Issue #61407, opened 2022-10-02
can't load the save file


terminaldweller:
### Describe the bug

I cannot load my save anymore. I get this error message:
```
 An error has occurred!  Written below is the error report:
 -----------------------------------------------------------
 DEBUG    : Failed to read from "./save/somewhere2/#VHJleSAnUm9ndWUnIFNjaG5laWRlcg==.sav": Json index out of range of uint16_t

 FUNCTION : bool read_from_file(const ghc::filesystem::path&, const std::function<void(std::basic_istream<char>&)>&)
 FILE     : src/cata_utility.cpp
 LINE     : 433
 VERSION  : 5a82316
 -----------------------------------------------------------
 Press space bar to continue the game.
 Press I (or i) to also ignore this particular message in the future.
```
I either get this message or the game just terminates to the terminal without any messages.

### Steps to reproduce

I realize this is unhelpful but the steps involved are:
1. try to load this specific save
2. it wont load either with a crash to the terminal or the error message provided above

### Expected behavior

The game should load normally

### Versions and configuration

- OS: linux
- Game Version: 5a82316, experimental x64-2022-09-23-0555
- Graphics version: terminal
- Ingame langauge: english
- Mods loaded: 
```json
[
  "dda",
  "no_npc_food",
  "package_bionic_professions",
  "aftershock",
  "blazeindustries",
  "DinoMod",
  "megafauna",
  "deadly_bites",
  "extra_mut_scens",
  "cbm_slots",
  "speedydex",
  "stats_through_kills",
  "StatsThroughSkills",
  "Tamable_Wildlife"
]
```

akrieger:
Sonuvagun.

akrieger:
I would still like to have the save game in hand so I can understand what array in it is getting so big but that PR should fix this.

terminaldweller:
I can't upload the save in its entirety since my internet connection can't really handle it but if you want specific files I could put them up somewhere.

Zireael07:
@terminaldweller: Can't you zip or tar the save?

akrieger:
Dropbox or Google drive possibly have better upload performance for slower connections.

terminaldweller:
The directory is  5.1GB.  Even when compressed this is still beyond anything my current internet connection can handle.

akrieger:
The saves/<your world name>/ directory is over 5GB large? Damn. Even when compressed to zip? Damn!

terminaldweller:
[...]

PR #61416, opened 2022-10-02
Fix savegame loading when savegame arrays can have more than uint16_t…

akrieger:
… elements

#### Summary
None

#### Purpose of change
Presumptive fix for #61407. Based on the exception message, savegame json evidently can create arrays with more than 64k elements in them.

#### Describe the solution
Make the json index type 32 bits giving us space for more than 4 billion elements in json arrays (or 4 billion keys in objects).

- Preventing saves making such big arrays. Without a savegame to debug I can't determine if this is a bug or not.

#### Testing
CI. Loaded existing saves fine.

### DIFF
--- a/src/flexbuffer_json.h
+++ b/src/flexbuffer_json.h
@@ -27,7 +27,7 @@ struct JsonPath {
         // the json value at that location. Arrays as native indices, objects as an index
         // into the object's corresponding key vector.
 
-        using index_type = uint16_t;
+        using index_type = uint32_t;
 
         JsonPath() = default;
         JsonPath( const JsonPath & ) = default;
@@ -40,12 +40,12 @@ struct JsonPath {
             if( idx < std::numeric_limits<index_type>::max() ) {
                 path_.push_back( static_cast<index_type>( idx ) );
             } else {
-                throw std::runtime_error( "Json index out of range of uint16_t" );
+                throw std::runtime_error( "Json index out of range of uint32_t" );
             }
             return *this;
         }
 
-        uint16_t size() const {
+        uint8_t size() const {
             return path_.size();
         }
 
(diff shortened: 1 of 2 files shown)


src/flexbuffer_json.h
```diff
@@ -40,27 +40,27 @@ struct JsonPath {
...
                 path_.push_back( static_cast<index_type>( idx ) );
             } else {
-                throw std::runtime_error( "Json index out of range of uint16_t" );
+                throw std::runtime_error( "Json index out of range of uint32_t" );
             }
             return *this;
         }
 
-        uint16_t size() const {
+        uint8_t size() const {
```
anothersimulacrum, line 48: This doesn't seem quite right, or am I missing something?

akrieger: The size this is referring to is the "depth" of the Json object from the root. Eg. the deepest thing in `{"x": [1, {"y": 2, "z": [3]}]}` is at depth 4 with a JsonPath that would look like  `[0, 1, 1, 0]`. I tried to make it `decltype(path_.size())` but trailing return type syntax has weird restrictions on what members are in scope or not and I didn't feel like typing out the whole type. uint8_t is the default size and I'm hoping compiler flags will flag if that ever changes because the underlying size type in `path_` changes.

akrieger:
The reason this restriction existed in the first place was to limit how much space JsonPath used which in turn affected how much space every derived Json object used except for JsonValue. With this change these objects grow from 48 bytes to 64 bytes, which is still a reasonable and round number. Previously I attempted to use uint8_t but core cdda json data has some arrays over 1k large so that wouldn't have worked, but using uint8_t could've kept sizes down to 32 bytes for those types.

akrieger:
Confirmed I can load the savegame from the issue.

Issue #59513, opened 2022-07-22
Crafting generates prompt spam when identical tools are nearby


bouchacha:
### Is your feature request related to a problem? Please describe.

(This issue is similar in spirit to [#27144](https://github.com/CleverRaven/Cataclysm-DDA/pull/27144), back when shooting a bow and arrow prompted you to specify which arrow EACH time)

This issue comes up when you have identical tools nearby and you craft a recipe that requires either of the tools. There are many different scenarios but I'll focus on two examples to illustrate.

The [onboard chemistry lab](https://nornagon.github.io/cdda-guide/#/vehicle_part/chemlab) provides both a 'chemistry set' and a 'hotplate' in one place. As far as I know, any recipe that requires one allows the other, with the exact same number of charges used. Nevertheless, if you craft a recipe near an onboard chemistry set that uses _either_ a hotplate or a chemistry set, the game will still prompt you to choose which one to use even though the choice literally makes no difference. If a choice results in exactly the same outcome, it shouldn't be presented as a choice.

The other scenario does not have an obvious solution. If you have a welding rig as well as an arc welder, crafting recipes prompt you to ask which of the tools you want to use. This makes sense in a lot of scenarios, but still can get annoying. Other examples include 'smoking rack' vs 'hotplate', 'kerosene cooker' vs 'hotplate', etc. For me, it encourages me to intentionally avoid using some items (e.g. kerosene cooker) or intentionally keeping batteries on items unloaded just to avoid the prompt spam.

### Solution you would like.

The solution to the first scenario should be obvious: if a recipe that can use multiple tools consume the same number of charges, and if the tools draw charges from the same source, then don't ask the player which one they should use (because it doesn't matter).

A solution to the second scenario is more complicated, and might ultimately not be desirable. You would need to contemplate what the most common scenarios are and then build up some assumptions. For example, if you have a portable soldering iron but you're in your vehicle with a welding rig, you _probably_ don't want to use up the battery charge on your soldering iron. The rule therefore might be to default to whichever tool has the _highest_ number of charges. Another solution would be to prioritize less scarce energy sources. If you're crafting a recipe that can use either a 'hotplate' or a 'charcoal smoker', you _probably_ don't want to use the smoker since coal is far more precious a resource than electricity.

I admit my proposed solutions to the second scenario are not perfect, but perhaps that can be addressed by a toggleable options menu.

PatrikLundell:
[...]

PR #61424, opened 2022-10-02
Remove pseudo hotplates on parts with chemistry set

irwiss:
#### Summary
None

#### Purpose of change

Doesn't completely res*olve #59513 but reduces the annoyance with vehicle parts that provide hotplate and chemistry set pseudo tools triggering a useless menu choice.

#### Describe the solution

Remove hotplate from such parts, make pseudo chemistry set bound to `h` instead to provide 'heat item'

This removes the pointless dialog in screenshot

#### Testing

1. Start world with blaze industries mod, spawn an RV, 'uncooked toaster pastry', 'cooking rig', wrench
2. Replace kitchen part with "onboard chemistry set", test cooking the toaster pastry - no menu should show up
3. Repeat step 3 with a cooking rig and KitchenMaster part

#### Additional context

image

### DIFF
--- a/data/json/vehicleparts/utilities.json
+++ b/data/json/vehicleparts/utilities.json
@@ -137,9 +137,8 @@
     "durability": 80,
     "flags": [ "CARGO", "OBSTACLE", "COVERED" ],
     "pseudo_tools": [
-      { "id": "pseudo_veh_chemlab_chemset" },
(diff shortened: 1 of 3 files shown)


Rjtheperson:
image
This makes it so I can't use the lab/oven hotplate option in some recipes now with the electric oven and chemistry set appliances. @esotericist  said they would take a look at it already but I figured I should bring it up here.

■ ASSIGNMENT
Check each line above for the word "just" and say how many have it, with nothing else.

■ TASK OUTPUT
2